## REQUIRED WORK
The lines you return should be those containing the string "GetHash", taken from the data below.
EXTRACTED ENTRIES section start
PR #162, opened 2016-09-01
Compact blocks (BIP152)

dagurval:
So Core went ahead and created yet another thin block protocol. This is the third thin block implementation I add to XT. It’s getting kind of repetitive. But this is a good step in the direction of on-chain scaling so I’m happy too. This PR is created on top of PR #159.

This PR has limited testing: It’s been running on my node since yesterday without issues, sharing compact blocks with Core nodes and xthin blocks with others.  I have also successfully tested all rpc-tests (except pruning.py which i skipped) with compact block transfers.

**The missing:**
- I have cherry-picked p2p-compactblocks.py by @sdaftuar, but I have not been able to get the test to run yet. There are likely issues with regtest differences because of BIP109. Help would be appreciated.
- I have not implemented _high bandwidth mode_. It is optional per BIP152. I may implement it later together with XThin Xpedited.

**The bonus:**
- Uses inventoryKnown add transactions the remote node is missing to the compact blocks sent - reducing latency. This is in contrast to the Core implementation that only sends the coinbase tx.
- Supports parallel download of the same block -- meaning no stalled downloads. XT continues to be the only full node supporting parallel download of the chain tip.
- Can parallel download xthin and bloom thins for the same block.

Compact blocks are very similar to xthin. Thus this implementation fits well within existing architecture.

### DIFF
--- a/src/blockencodings.cpp
+++ b/src/blockencodings.cpp
@@ -1,0 +1,158 @@
+// Copyright (c) 2016 The Bitcoin Core developers
+// Distributed under the MIT software license, see the accompanying
+// file COPYING or http://www.opensource.org/licenses/mit-license.php.
+
+#include "blockencodings.h"
+#include "consensus/consensus.h"
+#include "consensus/validation.h"
+#include "chainparams.h"
+#include "hash.h"
+#include "random.h"
+#include "streams.h"
+#include "txmempool.h"
+#include "main.h"
+
+#include <unordered_map>
+
+#define MIN_TRANSACTION_SIZE (::GetSerializeSize(CTransaction(), SER_NETWORK, PROTOCOL_VERSION))
+
+CBlockHeaderAndShortTxIDs::CBlockHeaderAndShortTxIDs(const CBlock& block) :
+        nonce(GetRand(std::numeric_limits<uint64_t>::max())),
+        shorttxids(block.vtx.size() - 1), prefilledtxn(1), header(block) {
+    FillShortTxIDSelector();
+    //TODO: Use our mempool prior to block acceptance to predictively fill more than just the coinbase
+    prefilledtxn[0] = {0, block.vtx[0]};
+    for (size_t i = 1; i < block.vtx.size(); i++) {
+        const CTransaction& tx = block.vtx[i];
+        shorttxids[i - 1] = GetShortID(tx.GetHash());
+    }
+}
+
+void CBlockHeaderAndShortTxIDs::FillShortTxIDSelector() const {
+    CDataStream stream(SER_NETWORK, PROTOCOL_VERSION);
+    stream << header << nonce;
+    CSHA256 hasher;
+    hasher.Write((unsigned char*)&(*stream.begin()), stream.end() - stream.begin());
+    uint256 shorttxidhash;
+    hasher.Finalize(shorttxidhash.begin());
+    shorttxidk0 = shorttxidhash.GetUint64(0);
+    shorttxidk1 = shorttxidhash.GetUint64(1);
+}
+
+uint64_t CBlockHeaderAndShortTxIDs::GetShortID(const uint256& txhash) const {
+    static_assert(SHORTTXIDS_LENGTH == 6, "shorttxids calculation assumes 6-byte shorttxids");
+    return SipHashUint256(shorttxidk0, shorttxidk1, txhash) & 0xffffffffffffL;
+}
+
+
+
+ReadStatus PartiallyDownloadedBlock::InitData(const CBlockHeaderAndShortTxIDs& cmpctblock) {
+    if (cmpctblock.header.IsNull() || (cmpctblock.shorttxids.empty() && cmpctblock.prefilledtxn.empty()))
+        return READ_STATUS_INVALID;
+    if (cmpctblock.shorttxids.size() + cmpctblock.prefilledtxn.size() > MAX_BLOCK_SIZE / MIN_TRANSACTION_SIZE)
+        return READ_STATUS_INVALID;
+
+    assert(header.IsNull() && txn_available.empty());
+    header = cmpctblock.header;
+    txn_available.resize(cmpctblock.BlockTxCount());
+
+    int32_t lastprefilledindex = -1;
+    for (size_t i = 0; i < cmpctblock.prefilledtxn.size(); i++) {
+        if (cmpctblock.prefilledtxn[i].tx.IsNull())
+            return READ_STATUS_INVALID;
+
+        lastprefilledindex += cmpctblock.prefilledtxn[i].index + 1; //index is a uint16_t, so cant overflow here
+        if (lastprefilledindex > std::numeric_limits<uint16_t>::max())
+            return READ_STATUS_INVALID;
+        if ((uint32_t)lastprefilledindex > cmpctblock.shorttxids.size() + i) {
+            // If we are inserting a tx at an index greater than our full list of shorttxids
+            // plus the number of prefilled txn we've inserted, then we have txn for which we
+            // have neither a prefilled txn or a shorttxid!
+            return READ_STATUS_INVALID;
+        }
+        txn_available[lastprefilledindex] = std::make_shared<CTransaction>(cmpctblock.prefilledtxn[i].tx);
+    }
+
+    // Calculate map of txids -> positions and check mempool to see what we have (or dont)
+    // Because well-formed cmpctblock messages will have a (relatively) uniform distribution
+    // of short IDs, any highly-uneven distribution of elements can be safely treated as a
+    // READ_STATUS_FAILED.
+    std::unordered_map<uint64_t, uint16_t> shorttxids(cmpctblock.shorttxids.size());
+    uint16_t index_offset = 0;
+    for (size_t i = 0; i < cmpctblock.shorttxids.size(); i++) {
+        while (txn_available[i + index_offset])
+            index_offset++;
+        shorttxids[cmpctblock.shorttxids[i]] = i + index_offset;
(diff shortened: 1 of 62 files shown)


dgenr8:
dgenr8-bot reports successful build, and all tests passed.

src/blockencodings.cpp
```diff
@@ -15,21 +16,45 @@
...
+
+    //< Index of a prefilled tx is its diff from last index.
+    size_t prevIndex = 0;
+    prefilledtxn.push_back(PrefilledTransaction{0, block.vtx[0]});
+
     for (size_t i = 1; i < block.vtx.size(); i++) {
         const CTransaction& tx = block.vtx[i];
-        shorttxids[i - 1] = GetShortID(tx.GetHash());
+
+        if (inventoryKnown && !inventoryKnown->contains(tx.GetHash()))
```
gmaxwell: This at a minimum this should limit the amount it sends, and not use this heuristic when the peer has transaction relay disabled (!fRelayTxes).

BIP152 states:
"Nodes sending cmpctblock messages SHOULD limit prefilledtxn to 10KB of transactions. When in doubt, nodes SHOULD only include the coinbase transaction in prefilledtxn."

If it's going to send more than that, the latency is already hosed, and it might as well take the extra round trip and not waste bandwidth.

Filterinventoryknown isn't going to match any transactions if the peer is blocks only, so as implemented this will spam them with the whole block, and waste an epic ton of bandwidth for no good reason.

What we tested while defining the protocol was using the list of transactions which were misses on this node when it received the block. This was highly effective and had a low false positive rate, you might want to consider that. You could further augment it with leaving out things the far end has advertised-- we never tried that, but it would be an interesting experiment.

In general, I found the HB mode to be much more effective at reducing latency, with a somewhat lower bandwidth penalty than extensive prediction; but I'm glad you're experimenting here.

src/blockencodings.cpp
```diff
@@ -40,133 +65,31 @@ void CBlockHeaderAndShortTxIDs::FillShortTxIDSelector() const {
...
-    LOCK(pool->cs);
-    for (CTxMemPool::txiter it = pool->mapTx.begin(); it != pool->mapTx.end(); it++) {
-        std::unordered_map<uint64_t, uint16_t>::iterator idit = shorttxids.find(cmpctblock.GetShortID(it->GetTx().GetHash()));
-        if (idit != shorttxids.end()) {
-            if (!have_txn[idit->second]) {
-                txn_available[idit->second].reset(new CTransaction(it->GetTx()));
-                have_txn[idit->second]  = true;
-                mempool_count++;
-            } else {
-                // If we find two mempool txn that match the short id, just request it.
```
gmaxwell: Removing the collision handling cases (unless I missed where you added them elseswhere) will dramatically reduce the effectiveness of reconstruction with large mempools. The code here was driven by doing the math, and by testing it, not some lark. :) just thought you should know.

src/blockencodings.cpp
gmaxwell: I failed to mention, not just blocks only peers will get spammed, but any peer you recently connected to-- probably for the first couple hours after the connection.   Which is why I think it should just check to see if it's predicted more than a few transactions or kilobytes, and if so-- send the coinbase only.

gmaxwell:
Hi. For some odd reason my line comments seem to be vanishing moments after I make them, I wouldn't want this to get lost:

Regarding the use of filterInventoryKnown for prediction,

This at a minimum this should limit the amount it sends, and not use this heuristic when the peer has transaction relay disabled (!fRelayTxes).

BIP152 states:
"Nodes sending cmpctblock messages SHOULD limit prefilledtxn to 10KB of transactions. When in doubt, nodes SHOULD only include the coinbase transaction in prefilledtxn."

If it's going to send more than that, the latency is already hosed, and it might as well take the extra round trip and not waste bandwidth.

Filterinventoryknown isn't going to match any transactions if the peer is blocks only, so as implemented this will spam them with the whole block, and waste an epic ton of bandwidth for no good reason.  It will also not match any if the peer is newly connected-- and probably will also send significant chunks of the block for several hours.  This is why you should probably check if the predicted amount would over some size (no larger than 10kb) and if it would be don't bother predicting, just send the coinbase transaction. (at 10kb of predicted txns TCP itself is going to start resulting in multiple round trips)

What we tested while defining the protocol was using the list of transactions which were misses on this node when it received the block. This was highly effective and had a low false positive rate, you might want to consider that. You could further augment it with leaving out things the far end has advertised-- we never tried that, but it would be an interesting experiment.

In general, I found the HB mode to be much more effective at reducing latency, with a somewhat lower bandwidth penalty than extensive prediction; but I'm glad you're experimenting here.

On the reconstruction code:
Removing the collision handling cases (unless I missed where you added them elseswhere) will dramatically reduce the effectiveness of reconstruction with large mempools. The code here was driven by doing the math, and by testing it, not some lark. :) just thought you should know.

If you have any feedback on the spec, please make sure to let the author or the mailing list know.

Cheers,

src/blockencodings.cpp
dagurval: > This at a minimum this should limit the amount it sends, and not use this heuristic when the peer has transaction relay disabled (!fRelayTxes).

Good suggestion, I will add this check.

> Filterinventoryknown isn't going to match any transactions if the peer is blocks only

When does it make sense to request a compact block in blocks only mode? Anyway, this will be fixed by checking fRelayTxes (as you suggested).

> What we tested while defining the protocol was using the list of transactions which were misses on this node when it received the block. This was highly effective and had a low false positive rate, you might want to consider that.

@gandrewstone also recommended the same approach. It is what they use with Xpedited. I may change to this approach when/if I add hight bandwidth mode for both protocols.

I’ll take your advise and limit prefilledtxn to <= 10KB.

dagurval:
I don’t know why GitHub claims your comments are for an outdated diff. I have not pushed any changes since last night. I responded to you in the “outdated diff”. I hope you can find my response.

Thanks for the review @gmaxwell. It was helpful.

src/blockencodings.cpp
dagurval: I would appreciate it if you took the time to share the math.

dagurval:
Pushed https://github.com/bitcoinxt/bitcoinxt/pull/162/commits/224dd24be815eef0176d2be9cd87b0c4391d2721 for better prefilling. From the commit:

> Prefilled txs from inventory known are now limited to < 10KB.
>
> Added CompactPrefiller interface. Allows for implementation of different
> strategies for prefilling. Created a CoinbaseOnlyPrefiller strategy used
> when sending compact blocks to peers that don't want transactions
> relayd.

Does this address your concerns with regard to prefilling @gmaxwell ?

dagurval:
I added a check for hash collision in mempool. Transactions will be re-requested if there is a collision.

I also added a workaround for issue in Core https://github.com/bitcoin/bitcoin/issues/8705

I removed the [WIP] tag. My opinion is that the rpc-test port is critical for this to get merged.

dagurval:
Turns out that it was I who misunderstood the _differential encoding_. I was off by one. I've fixed the encoding/decoding and squashed it into other commits.

dagurval:
https://github.com/bitcoin/bitcoin/pull/8739

dagurval:
Tweaked p2p-compactblocks.py test and enabled it.

src/blocksender.cpp
```diff
@@ -84,21 +98,28 @@ void BlockSender::sendBlock(CNode& node,
 
     // We only support MSG_XTHINBLOCK, if peer wants MSG_THINBLOCK,
     // fallback to full one.
-    if (invType == MSG_BLOCK || invType == MSG_THINBLOCK)
+    if (invType == MSG_BLOCK || (invType == MSG_THINBLOCK
+                && !NodeStatePtr(node.id)->supportsCompactBlocks))
```
rebroad: I don't like this.... what if the node also supports compact blocks but is actually sending MSG_THINBLOCK? Let's not assume it's NOT MSG_THINBLOCK, especially if they have the XTHIN service bit set, which would suggest that it is.

dagurval:
rebased

TheBlueMatt:
Please make sure you follow the updated BIP at https://github.com/bitcoin/bips/pull/473 for releases, thanks.

dagurval:
Thanks for the heads up @TheBlueMatt 

High bandwidth mode will be done in a seperate PR, so this update does not affect this PR. But its good to know of it when I get around to adding HBM.

src/blocksender.cpp
rebroad: I mean, sending a MSG_THINBLOCK INV - it could be requesting a THINBLOCK _and_ supporting Compact Blocks.

dgenr8:
No problems on production node running 1 week. Successfully connects outbound to Core 0.13.0.

ACK

src/net.cpp
```diff
@@ -2201,3 +2201,11 @@ bool CNode::SupportsBloomThinBlocks() const {
 bool CNode::SupportsXThinBlocks() const {
     return nServices & NODE_THIN;
 }
+
+bool CNode::SupportsCompactBlocks() const {
+
+    // If a Core node activates segwit, it also
+    // disables support for compact blocks v1
+    return nVersion >= SHORT_IDS_BLOCKS_VERSION
+        && !(nServices & NODE_WITNESS);
```
dagurval: You're right. I was under the impression that the flag would be set after activation. However, it is  set if activation criteria is defined: https://github.com/bitcoin/bitcoin/blob/ed8d693c71b01caa310922f883b3915c09bb6a35/src/init.cpp#L1487

Also, that comment/criteria is based on old Core behavior. I believe they have added support for v1 after segwit activation. We only need to check nVersion now. Good find @rebroad , thanks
EXTRACTED ENTRIES section end
## TASK OUTPUT
+        shorttxids[i - 1] = GetShortID(tx.GetHash());
-        shorttxids[i - 1] = GetShortID(tx.GetHash());
+        if (inventoryKnown && !inventoryKnown->contains(tx.GetHash()))
-        std::unordered_map<uint64_t, uint16_t>::iterator idit = shorttxids.find(cmpctblock.GetShortID(it->GetTx().GetHash()));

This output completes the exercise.